Joseph Glanvill, 1681 engraving by William Faithorne



He was raised in a strict Puritan household, and educated at Oxford University, where he graduated B.A. from Exeter College in 1655, M.A. from Lincoln College in 1658.[3][4]

Glanvill was made vicar of Frome in 1662, and was a Fellow of the Royal Society in 1664. He was rector of the Abbey Church at Bath from 1666 to 1680, and prebendary of Worcester in 1678.[4]

Works and views


He was a Latitudinarian thinker.[3] Latitudinarians generally respected the Cambridge Platonists, and Glanvill was friendly with and much influenced by Henry More, a leader in that group where Glanvill was a follower.[5] It was Glanvill's style to seek out a "middle way" on contemporary philosophical issues. His writings display a variety of beliefs that may appear contradictory. There is discussion of Glanvill's thought and method in Basil Willey's Seventeenth Century Background (1934).

Rationality and plain talking


He was the author of The Vanity of Dogmatizing (editions from 1661), which attacked scholasticism and religious persecution. It was a plea for religious toleration, the scientific method, and freedom of thought. It also contained a tale that became the material for Matthew Arnold's Victorian poem The Scholar Gipsy.[6]

Glanvill was at first a Cartesian, but shifted his ground a little, engaging with scepticism and proposing a modification in Scepsis Scientifica (1665), a revision and expansion of The Vanity of Dogmatizing. It started with an explicit "Address to the Royal Society"; the Society responded by electing him as Fellow. He continued in a role of spokesman for his type of limited sceptical approach, and the Society's production of useful knowledge.[7] As part of his programme, he argued for a plain use of language, undistorted as to definitions and reliance on metaphor.[8] He also advocated with Essay Concerning Preaching (1678) simple speech, rather than bluntness, in preaching, as Robert South did, with hits at nonconformist sermons; he was quite aware that the term "plain" takes a great deal of unpacking.[9]
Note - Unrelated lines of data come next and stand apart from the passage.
PR #221, opened 2023-06-12
Clean up whitespace, spelling/grammar, unused things, scope, shadowing, checks, file opens

pabs3:
- Remove trailing whitespace
- Remove whitespace from arrays
- Split up a long line
- Fix indentation
- Uppercase the manual page document title
- Fix typos
- Remove an unused import
- Remove unused struct member
- Reduce scope of some variables
- Remove unnecessary pointer check
- Avoid using the name of a function for a variable within that function
- Modernise Perl file open calls
- Only check trurl.c for spelling errors once

### DIFF
--- a/.github/workflows/codeql.yml
+++ b/.github/workflows/codeql.yml
@@ -33,24 +33,24 @@ jobs:
         language: ['cpp', 'python']
 
     steps:
-    - name: Checkout repository
-      uses: actions/checkout@v3
+      - name: Checkout repository
+        uses: actions/checkout@v3
 
-    # Initializes the CodeQL tools for scanning.
-    - name: Initialize CodeQL
-      uses: github/codeql-action/init@v2
-      with:
-        languages: ${{ matrix.language }}
+      # Initializes the CodeQL tools for scanning.
+      - name: Initialize CodeQL
+        uses: github/codeql-action/init@v2
+        with:
+          languages: ${{ matrix.language }}
 
-    - name: install libcurl
-      run: |
-        sudo apt-get update
-        sudo apt-get install libcurl4-openssl-dev
+      - name: install libcurl
+        run: |
+          sudo apt-get update
+          sudo apt-get install libcurl4-openssl-dev
 
-    - name: build
-      run: make
+      - name: build
+        run: make
 
-    - name: Perform CodeQL Analysis
-      uses: github/codeql-action/analyze@v2
-      with:
-        category: "/language:${{matrix.language}}"
+      - name: Perform CodeQL Analysis
+        uses: github/codeql-action/analyze@v2
+        with:
+          category: "/language:${{matrix.language}}"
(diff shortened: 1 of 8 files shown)


trurl.1
```diff
@@ -2,7 +2,7 @@
 .\" man -l trurl.1
 .\" Written by Daniel Stenberg
 .\"
-.TH trurl 1 "April 27, 2023" "trurl" "trurl Manual"
+.TH TRURL 1 "April 27, 2023" "trurl" "trurl Manual"
```
bagder, line 5: I disagree

.github/workflows/codeql.yml
```diff
@@ -30,27 +30,27 @@ jobs:
...
+          sudo apt-get update
+          sudo apt-get install libcurl4-openssl-dev
+
+      - name: build
+        run: make
+
+      - name: Perform CodeQL Analysis
+        uses: github/codeql-action/analyze@v2
+        with:
+          category: "/language:${{matrix.language}}"
```
bagder, line 56: Why the reindents of the yaml files? They seem to already be using the indent level GitHub itself uses when it generates such yaml files...

checksrc.pl
```diff
@@ -933,7 +933,7 @@ sub scanfile {
 
     checksrc_endoffile($file);
 
-    close(R);
+    close($R);
```
bagder, line 936: Note that `checksrc.pl` is imported from the curl source tree (https://github.com/curl/curl/blob/master/scripts/checksrc.pl) so it might very well be overwritten again at a later point in time when/if we re-import changes from there.

trurl.c
```diff
@@ -733,8 +732,8 @@ static unsigned int set(CURLU *uh,
   unsigned int mask = 0;
   for(node =  o->set_list; node; node = node->next) {
     const struct var *v;
-    char *set = node->data;
-    v = setone(uh, set);
+    char *name = node->data;
+    v = setone(uh, name);
```
bagder, line 736: I don't think this change helps. It's more than a name.

trurl.1
pabs3: On my system, most manual pages follow this convention.

I've removed this commit from my local copy of the branch.

.github/workflows/codeql.yml
pabs3: In `.github/workflows/makefile.yml`, the indentation for the `steps` sections is inconsistent between the `ubuntu` and `cygwin`/`macos` sections. In addition, `yamllint` by default recommends the extra indentation style, so I elected to make all the files consistent with that.

If you prefer I can reformat the `cygwin`/`macos` sections of `.github/workflows/makefile.yml` to use the GitHub style indentation for `steps`.

checksrc.pl
pabs3: Would you like me to submit a PR for forwarding the change there, or can you copy the commit over?

trurl.c
pabs3: I see the `setone` function calls that parameter `setline`, using that instead.

bagder (approved):

PR #225, opened 2023-06-22
trurl: run  --trim query  before  --append query

emanuele6:
Before this patch there was not a way to add a query parameter to a URL, removing the previous value if the parameter was already present in the base URL.

I tried to use:
```sh
x () {
  trurl --verify --trim query=foo --append "query=foo=$2" -- "$1"
}
```

But that didn't work since  --trim query  runs after --append query, so the new value value added with --append also gets trimmed:

    $ x 'https://example.org/?foo=hello&baz=boo' 'howdy'
    https://example.org/?baz=boo

This patch make trurl run  --trim  before  --append  so that using --trim query=foo --append query=foo=bar  works to set foo to bar overwriting previous value of foo.

    $ x 'https://example.org/?foo=hello&baz=boo' 'howdy'
    https://example.org/?baz=boo&foo=howdy

I added a test for this, and I also added a test that tests that --sort-query  and  --trim query  work together, since I noticed it was missing.


bagder (approved):
Fair!

PR #229, opened 2023-08-07
trurl: accept \* as a trim name to trim a literal asterisk name

### LINKED ISSUE #227: unable to selectively remove query parameters with asterisk in them
Query parameters containing the `*` character cannot be effectively targeted as the wildcard matches other parameters as well. I suggest identifying `%2a` with `*`, which currently would only match a literal `%2a` in the original URI, as a workaround.

bagder:
Added test case. Added docs.

Reported-by: Anselm Schüler
Fixes #227

### DIFF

In Essays on Several Important Subjects in Philosophy and Religion (1676) he wrote a significant essay The Agreement of Reason and Religion, aimed at least in part at nonconformism. Reason, in Glanvill's view, was incompatible with being a dissenter.[10] In Antifanatickal Religion and Free Philosophy, another essay from the volume, he attacked the whole tradition of imaginative illumination in religion, going back to William Perkins, as founded on the denigration of reason.[11] This essay has the subtitle Continuation of the New Atlantis, and so connects with Francis Bacon's utopia. In an allegory, Glanvill placed the "Young Academicians", standing for the Cambridge Platonists, in the midst of intellectual troubles matching the religious upheavals seen in Britain. They coped by combining modern with ancient thought.[12] Glanvill thought, however, that the world cannot be deduced from reason alone. Even the supernatural cannot be solved from first principles and must be investigated empirically. As a result, Glanvill attempted to investigate supposed supernatural incidents through interviews and examination of the scene of the events.

The supernatural

The Witch of Endor: from the frontispiece to Glanvill's Saducismus Triumphatus

He is known also for Saducismus Triumphatus (1681), an enlargement of his Blow at Modern Sadducism (1668), which was published after Glanvill's death by Henry More. The work decried scepticism about the existence and supernatural power of witchcraft and contained a collection of seventeenth-century folklore about witches, including one of the earliest descriptions of a witch bottle. Joseph made known the existence of witchcraft.[13] It developed as a compendium (with multiple authorship) from Philosophical Considerations Touching the Being of Witches and Witchcraft (1666), addressed to Robert Hunt, a Justice of the Peace active from the 1650s against witches in Somerset (where Glanvill had his living at Frome); the 1668 version A Blow at Modern Sadducism promoted the view that the judicial procedures such as Hunt's court offered should be taken as adequate tests of evidence, because to argue otherwise was to undermine society at its legal roots.[14] His biographer Ferris Greenslet attributed Glanvill's interest in the topic to a house party in February 1665 at Ragley Hall, home of Lady Anne Conway, where other guests were More, Francis van Helmont, and Valentine Greatrakes.[15] In the matter of the Drummer of Tedworth, a report of poltergeist-type activity from 1662 to 1663, More and Glanvill had in fact already corresponded about it in 1663.[16]

Saducismus Triumphatus deeply influenced Cotton Mather's Wonders of the Invisible World (1693), written to justify the Salem witch trials in the following year. It was also taken as a target when Francis Hutchinson set down An Historical Essay Concerning Witchcraft (1718); both books made much of reports from Sweden, and included by Glanvill as editor, which had experienced a moral panic about witchcraft after 1668.[17]

Jonathan Israel writes:

In England men such as Boyle, Henry More, Ralph Cudworth and Joseph Glanvill battled to stabilize belief in the existence and operations of apparitions and spirits as part of a wider drive to uphold religion, authority and tradition.[18]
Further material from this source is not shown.